(INSTRUCTIONS TO FOLLOW): Restate the records exactly. Include all of them.

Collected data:
PR #1541, opened 2024-10-14
RS/JX/Rule11-15

Jiarongx-Xie:
This rule has been tested (Nov 11).


rct229/rulesets/ashrae9012019/section11/section11rule15.py
```diff
@@ -0,0 +1,223 @@
...
+                swh_use_ids.extend(
+                    [
+                        swh_use_id
+                        for swh_use_id in service_water_heating_use_ids_p
+                        if swh_use_id not in swh_use_ids
+                    ]
+                )
+            return len(swh_use_ids) > 0
+
+        def get_calc_vals(self, context, data=None):
```
weilixu, line 74: I believe this rule should be based at SWH level evaluation as the RDS indicated Evaluation Context is `Each SWH use`.

In this class, you should get `swh_dist_sys_p` and `swh_dist_sys_b` from the RMD.

Then you can start pointing the `list_path="$.buildings[*]"` to `$building[*].building_segments[*].service_water_heating_uses[*]`

The nested class will be `SWHUse` class which does the compare.
Note - the engine takes care of the id matching - so if there is `swh_use_b` exist but no `swh_use_p`, the context.BASELINE_0 is an object but context.PROPOSED = None.

weilixu (changes requested):
This PR needs a complete rewrite - contact me if you are not sure what needs to be done.

Jiarongx-Xie:
@weilixu Thank you for the review. I have updated the implementation based on your feedback. This PR is ready for another round of review.

rct229/rulesets/ashrae9012019/section11/section11rule15.py
```diff
@@ -0,0 +1,213 @@
...
+                elif swh_use_b and not swh_use_p:
+                    rule_status = "fail"
+                    rule_note = (
+                        rule_note
+                        + swh_use_b["id"]
+                        + " exists in the baseline, but not in the proposed model."
+                    )
+                else:
+                    if swh_use_b.get("use_units") != swh_use_p.get("use_units"):
+                        rule_status = "fail"
```
Jiarongx-Xie, line 120: there are two more fields in the latest schema [is_heat_recovered_by_drain](https://github.com/pnnl/ruleset-checking-tool/blob/73427d60cbc3b6a12ee35756ca9d6240defc9e1c/rct229/schema/ASHRAE229.schema.json#L4785) and [is_recovered_heat_used_by_cold_side_feed](https://github.com/pnnl/ruleset-checking-tool/blob/73427d60cbc3b6a12ee35756ca9d6240defc9e1c/rct229/schema/ASHRAE229.schema.json#L4790)

rct229/rulesets/ashrae9012019/section11/section11rule15.py
```diff
@@ -0,0 +1,213 @@
...
+                                + " Proposed Service Water Heating Use is less than the baseline.  Manually verify that reduction is due to an ECM that reduces service water heating use, such as low-flow fixtures. "
+                            )
+                        elif swh_use_p.get("use", 0) > swh_use_b.get("use", 0):
+                            rule_status = "fail"
+                            rule_note = (
+                                rule_note
+                                + swh_use_b["id"]
+                                + " Proposed Service Water Heating Use is greater than the baseline. "
+                            )
+                return {
```
weilixu, line 193: I am not in favor of strictly following the RDS implementation. - `calc_val` function suppose to do calculations and return values for reporting and rule_check/manual_check functions. In here, the rule definition calculation, these are all blended into `calc_val` function.

I suggest focusing on return a few parameters:

```python
return {
    is_swh_use_none_b: swh_use_b is None,
    is_swh_use_none_p: swh_use_p is None,
    swh_use_use_units_b: swh_use_b.get("use_units"),
    swh_use_use_units_p: swh_use_b.get("use_units"),
    swh_use_multiplier_schedule_b: swh_use_b.get("use_multiplier_schedule"),
    swh_use_multiplier_schedule_p: swh_use_p.get("use_multiplier_schedule"),
    swh_use_temperature_at_fixture_b: swh_use_b.get("temperature_at_fixture"),
    swh_use_temperature_at_fixture_p: swh_use_p.get("temperature_at_fixture"),
    swh_use_water_mains_temperature_schedule_b: swh_use_b.get("entering_water_mains_temperature_schedule"),
    swh_use_water_mains_temperature_schedule_p: swh_use_p.get("entering_water_mains_temperature_schedule"),
    swh_use_served_by_distribution_system_b: swh_dist_sys_id_b = swh_use_b.get("served_by_distribution_system"),
    swh_use_served_by_distribution_system_p: swh_dist_sys_id_p = swh_use_b.get("served_by_distribution_system"),
    swh_use_design_supply_water_temperature_b: design_supply_water_temperature_b, # you will need to calculate this value
    swh_use_design_supply_water_temperature_p: design_supply_water_temperature_p, # you will need to calculate this value
    swh_use_use_b: swh_use_b.get("use", 0),
    swh_use_use_p: swh_use_p.get("use", 0)
}
```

(RESPONSE AREA):
PR #1541, opened 2024-10-14
RS/JX/Rule11-15

Jiarongx-Xie:
This rule has been tested (Nov 11).


rct229/rulesets/ashrae9012019/section11/section11rule15.py
```diff
@@ -0,0 +1,223 @@
...
+                swh_use_ids.extend(
+                    [
+                        swh_use_id
+                        for swh_use_id in service_water_heating_use_ids_p
+                        if swh_use_id not in swh_use_ids
+                    ]
+                )
+            return len(swh_use_ids) > 0
+
+        def get_calc_vals(self, context, data=None):
```
weilixu, line 74: I believe this rule should be based at SWH level evaluation as the RDS indicated Evaluation Context is `Each SWH use`.

In this class, you should get `swh_dist_sys_p` and `swh_dist_sys_b` from the RMD.

Then you can start pointing the `list_path="$.buildings[*]"` to `$building[*].building_segments[*].service_water_heating_uses[*]`

The nested class will be `SWHUse` class which does the compare.
Note - the engine takes care of the id matching - so if there is `swh_use_b` exist but no `swh_use_p`, the context.BASELINE_0 is an object but context.PROPOSED = None.

weilixu (changes requested):
This PR needs a complete rewrite - contact me if you are not sure what needs to be done.

Jiarongx-Xie:
@weilixu Thank you for the review. I have updated the implementation based on your feedback. This PR is ready for another round of review.

rct229/rulesets/ashrae9012019/section11/section11rule15.py
```diff
@@ -0,0 +1,213 @@
...
+                elif swh_use_b and not swh_use_p:
+                    rule_status = "fail"
+                    rule_note = (
+                        rule_note
+                        + swh_use_b["id"]
+                        + " exists in the baseline, but not in the proposed model."
+                    )
+                else:
+                    if swh_use_b.get("use_units") != swh_use_p.get("use_units"):
+                        rule_status = "fail"
```
Jiarongx-Xie, line 120: there are two more fields in the latest schema [is_heat_recovered_by_drain](https://github.com/pnnl/ruleset-checking-tool/blob/73427d60cbc3b6a12ee35756ca9d6240defc9e1c/rct229/schema/ASHRAE229.schema.json#L4785) and [is_recovered_heat_used_by_cold_side_feed](https://github.com/pnnl/ruleset-checking-tool/blob/73427d60cbc3b6a12ee35756ca9d6240defc9e1c/rct229/schema/ASHRAE229.schema.json#L4790)

rct229/rulesets/ashrae9012019/section11/section11rule15.py
```diff
@@ -0,0 +1,213 @@
...
+                                + " Proposed Service Water Heating Use is less than the baseline.  Manually verify that reduction is due to an ECM that reduces service water heating use, such as low-flow fixtures. "
+                            )
+                        elif swh_use_p.get("use", 0) > swh_use_b.get("use", 0):
+                            rule_status = "fail"
+                            rule_note = (
+                                rule_note
+                                + swh_use_b["id"]
+                                + " Proposed Service Water Heating Use is greater than the baseline. "
+                            )
+                return {
```
weilixu, line 193: I am not in favor of strictly following the RDS implementation. - `calc_val` function suppose to do calculations and return values for reporting and rule_check/manual_check functions. In here, the rule definition calculation, these are all blended into `calc_val` function.

I suggest focusing on return a few parameters:

```python
return {
    is_swh_use_none_b: swh_use_b is None,
    is_swh_use_none_p: swh_use_p is None,
    swh_use_use_units_b: swh_use_b.get("use_units"),
    swh_use_use_units_p: swh_use_b.get("use_units"),
    swh_use_multiplier_schedule_b: swh_use_b.get("use_multiplier_schedule"),
    swh_use_multiplier_schedule_p: swh_use_p.get("use_multiplier_schedule"),
    swh_use_temperature_at_fixture_b: swh_use_b.get("temperature_at_fixture"),
    swh_use_temperature_at_fixture_p: swh_use_p.get("temperature_at_fixture"),
    swh_use_water_mains_temperature_schedule_b: swh_use_b.get("entering_water_mains_temperature_schedule"),
    swh_use_water_mains_temperature_schedule_p: swh_use_p.get("entering_water_mains_temperature_schedule"),
    swh_use_served_by_distribution_system_b: swh_dist_sys_id_b = swh_use_b.get("served_by_distribution_system"),
    swh_use_served_by_distribution_system_p: swh_dist_sys_id_p = swh_use_b.get("served_by_distribution_system"),
    swh_use_design_supply_water_temperature_b: design_supply_water_temperature_b, # you will need to calculate this value
    swh_use_design_supply_water_temperature_p: design_supply_water_temperature_p, # you will need to calculate this value
    swh_use_use_b: swh_use_b.get("use", 0),
    swh_use_use_p: swh_use_p.get("use", 0)
}
```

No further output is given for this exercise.